Pour une politique du logiciel de calcul des inégalités sexuées

Vincent-Arnaud Chappe

Le gouvernement vient de décider de généraliser l’usage d’un logiciel pour calculer l’écart de salaire entre les femmes et les hommes dans les entreprises, afin d’obliger ces dernières à résorber les inégalités salariales d’ici 2022. Ce logiciel s’inscrit dans une histoire des équipements statistiques des entreprises en faveur de l’égalité professionnelle.

A l’origine en 1983, avec la grande loi Roudy sur l’égalité professionnelle, les entreprises de plus de 300 salarié.e.s se voient obligées de produire annuellement un « rapport de situation comparée entre les femmes et les hommes » (RSC). On attend de lui qu’il objective les écarts de situation entre les femmes et les hommes (notamment salariaux mais également en termes d’embauche, condition d’emploi, formation, etc.) avec l’idée que la révélation des inégalités et la prise de conscience qui suivra suffira à faire bouger les directions et les partenaires sociaux. Mais l’outil reste très peu défini par la loi, repose sur un modèle de la confiance dans la bonne volonté des acteurs, et sera de fait très peu utilisé. Plusieurs rapports s’attellent à son amélioration et à préciser des pistes d’utilisation et d’action pour les entreprises, sans que cela n’amène à des résultats visibles.

Changement de logique

Un tournant a lieu en 2001, avec le vote de la « loi Génisson » qui instaure pour les entreprises de plus de 50 salariés une obligation de négocier sur l’égalité professionnelle dans la perspective de signer un accord. Dans cette optique, le RSC est « rénové », repris en main par l’Etat qui fixe un nombre important d’indicateurs obligatoires. Même si l’obligation est renforcée, on reste néanmoins fondamentalement dans un modèle de la confiance, où les entreprises se voient contraintes à une obligation de moyen plus que de résultat. De fait, le RSC reste peu utilisé.

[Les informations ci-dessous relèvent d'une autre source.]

PR #13310, opened 2023-04-01
fixes #13309

### LINKED ISSUE #13309: [1.2.4] Dynamic Partitions broken with remote grpc
### Dagster version

1.2.4

### What's the issue?

with the removal of PartitionSetDefinition #13145 , a side effect is that we are unable to launch a dynamically partitionned asset materialization (at least from dagit).

the job should launch normally

### How to reproduce?

create a simple asset with a dynamic partition a `main.py`script for example:

```python
from dagster import asset, Definitions, DynamicPartitionsDefinition

dynamic_partitions = DynamicPartitionsDefinition(name="testpartition")


@asset(partitions_def=dynamic_partitions)
def myasset(context):
    return 1


defs = Definitions(
    assets=[myasset],
)

```

launch a grpc server : `dagster api grpc -f main.py -h localhost -p 3030`

create a remote code location with a `workspace.yml`file : 

```yaml
load_from:
  - grpc_server:
      host: localhost
      port: 3030
      location_name: brokenpartitions
```

launch dagit : `dagit -w workspace.yml`

try to materialize the asset in dagit (create a partition if needed)

get the error message : 

image

### Deployment type

Dagster Helm chart

### Deployment details

should fail as long as the code location is a grpc server

### Additional information

_No response_

planvin:
## Summary & Motivation
An attempt to fix #13309
## How I Tested These Changes

patched impl.py locally

Launched a grpc instance as described in issue #13309
Launched a dagit instance as described in issue #13309

Materialization launched normally


gibsondan:
Thanks so much for sending this out! This looks right to me, we’ll take a closer look on Monday.

python_modules/dagster/dagster/_grpc/impl.py
```diff
@@ -156,6 +156,18 @@ def core_execute_run(
         raise
 
 
+def _instance_from_ref(instance_ref: InstanceRef, partitions_def: PartitionsDefinition):
+    # Certain gRPC servers do not have access to the instance, so we only attempt to instantiate
```
smackesey, line 160: - A helper method here is reasonable, but let's call it `_instance_from_ref_for_dynamic_partitions` to communicate that it's not always yielding an instance.
- This needs a `@contextmanager` decorator and the result yielded instead of returned to work as intended
- Annotate return vale as `Iterator[Optional[DagsterInstance]]`
- This should never be called with a `partitions_def=None`, so no need to check

python_modules/dagster/dagster/_grpc/impl.py
```diff
@@ -525,14 +531,7 @@ def get_partition_set_execution_param_data(
...
     try:
-        # Certain gRPC servers do not have access to the instance, so we only attempt to instantiate
-        # the instance when necessary for dynamic partitions: https://github.com/dagster-io/dagster/issues/12440
-        instance = (
-            DagsterInstance.from_ref(instance_ref)
-            if (_partitions_def_contains_dynamic_partitions_def(partitions_def) and instance_ref)
-            else None
-        )
-        with user_code_error_boundary(
+        with _instance_from_ref(instance_ref, partitions_def) as instance, user_code_error_boundary(
```
smackesey, line 534: Let's put the `user_code_error_boundary` nested on a separate line

smackesey (changes requested):

python_modules/dagster/dagster/_grpc/impl.py
```diff
@@ -401,24 +413,19 @@ def get_partition_config(
...
-            with DagsterInstance.from_ref(
-                instance_ref
-            ) if instance_ref else nullcontext() as instance:
-                partition = partitions_def.get_partition(
-                    partition_key, dynamic_partitions_store=instance
-                )
-        else:
-            partition = partitions_def.get_partition(partition_key, dynamic_partitions_store=None)
+        with _instance_from_ref(instance_ref, partitions_def) as instance:
+            partition = partitions_def.get_partition(
```
clairelin135, line 417: I think the `get_partition` call is unnecessary, cc @smackesey to confirm

I think we fetch the partition object within `get_run_config_for_partition_key` to validate that it is a valid partition

python_modules/dagster/dagster/_grpc/impl.py
```diff
@@ -462,20 +469,19 @@ def get_partition_tags(
...
-        partition = partitions_def.get_partition(partition_name, dynamic_partitions_store=instance)
-        with user_code_error_boundary(
-            PartitionExecutionError,
-            lambda: f"Error occurred during the evaluation of the `tags_for_partition` function for partitioned config on job '{job_def.name}'",
-        ):
-            tags = partitioned_config.get_tags_for_partition_key(
-                partition.name, job_name=job_def.name
+
+        with _instance_from_ref(instance_ref, partitions_def) as instance:
+            partition = partitions_def.get_partition(
```
clairelin135, line 474: same here

python_modules/dagster/dagster/_grpc/impl.py
smackesey: I think you're right, but it's not returned, while we need the partition name out here for return in the `ExternalPartitionConfigData`.

clairelin135: I think the partition key is always partition.name

smackesey: You're probably right but I think you should just remove it in your followup PR that already exists to avoid adding complexity and potential back-and-forth with @planvin, since these `get_partition` calls pre-existed his PR anyway.

python_modules/dagster/dagster/_grpc/impl.py
planvin: thanks, applied these changes in last commit

smackesey:
@planvin thx, running our CI against this now

python_modules/dagster/dagster/_grpc/impl.py
clairelin135: 👍

python_modules/dagster/dagster/_grpc/impl.py
```diff
@@ -401,24 +415,19 @@ def get_partition_config(
...
-            lambda: f"Error occurred during the evaluation of the `run_config_for_partition` function for partition set {partition_set_name}",
-        ):
-            run_config = partitioned_config.get_run_config_for_partition_key(partition_key)
-            return ExternalPartitionConfigData(name=partition.name, run_config=run_config)
+            with user_code_error_boundary(
+                PartitionExecutionError,
+                lambda: f"Error occurred during the evaluation of the `run_config_for_partition` function for partition set {partition_set_name}",
+            ):
+                run_config = partitioned_config.get_run_config_for_partition_key(
+                    partition_key, instance=instance
```
smackesey, line 428: `instance=instance` -> `dynamic_partitions_store=instance`

smackesey:
@planvin CI shows some failures:

- instance=instance -> dynamic_partitions_store=instance (see my inline comment)
- You need to change the annotation of `instance_ref` in your helper to `Optional[InstanceRef]`, and yield null context if `instance_ref` is None
- Run `make ruff` and make sure it passes
- Rebase on master before repush

Hopefully those will get this to green

planvin:
> @planvin CI shows some failures:
> 
>     * instance=instance -> dynamic_partitions_store=instance (see my inline comment)
fixed
> 
>     * You need to change the annotation of `instance_ref` in your helper to `Optional[InstanceRef]`, and yield null context if `instance_ref` is None
fixed the typing. not sure about the yielding of nullcontext, if instance_ref is none we will yield None so I think we are ok here right ?
> 
>     * Run `make ruff` and make sure it passes
> 
ok
>     * Rebase on master before repush
> 
ok
> 
> Hopefully those will get this to green

smackesey:
Sweet, thx @planvin, merging this now!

En 2006, la situation va à nouveau évoluer : une loi sur l’égalité salariale –la loi Ameline -oblige les entreprises à résorber les écarts salariaux entre les femmes et les hommes d’ici 2010. Cette date butoir sera finalement supprimée, mais elle entame un changement de logique : le passage d’une seule obligation de moyen –négocier avec les partenaires sociaux –à une obligation de résultat –supprimer les écarts effectifs. Le RSC ne sert plus tant à établir un constat en amont, qui ouvrirait la voie à une prise de conscience, qu’à être un outil de suivi des politiques de réduction des inégalités.

Dans cette optique, une commission présidée par Anne de Ravaran est mise sur pied afin de rendre le RSC plus effectif et appropriable par les entreprises, et aboutit à la création d’une feuille Excel standardisée pour la présentation des données. Progressivement, le RSC devient très investi par différents acteurs, surtout avec l’apparition, à partir de 2013, de sanctions pour les entreprises qui n’ont pas négocié. Les syndicats créent des formations, se mobilisent pour de nouveaux indicateurs. Les cabinets de conseil investissent le marché et aident les entreprises à produire et analyser leur diagnostic chiffré.

L’agence nationale d’amélioration des conditions de travail (ANACT) lance un programme automatisé sous Excel permettant de produire automatiquement ce RSC à partir d’une base de données du personnel. Une récente étude sur les accords d’égalité professionnelle montre néanmoins que le RSC est loin d’être systématiquement mobilisé, ou de façon ambigüe (il sert par exemple souvent plus à légitimer un écart de salaire qu’à mettre en place une politique pour le résorber).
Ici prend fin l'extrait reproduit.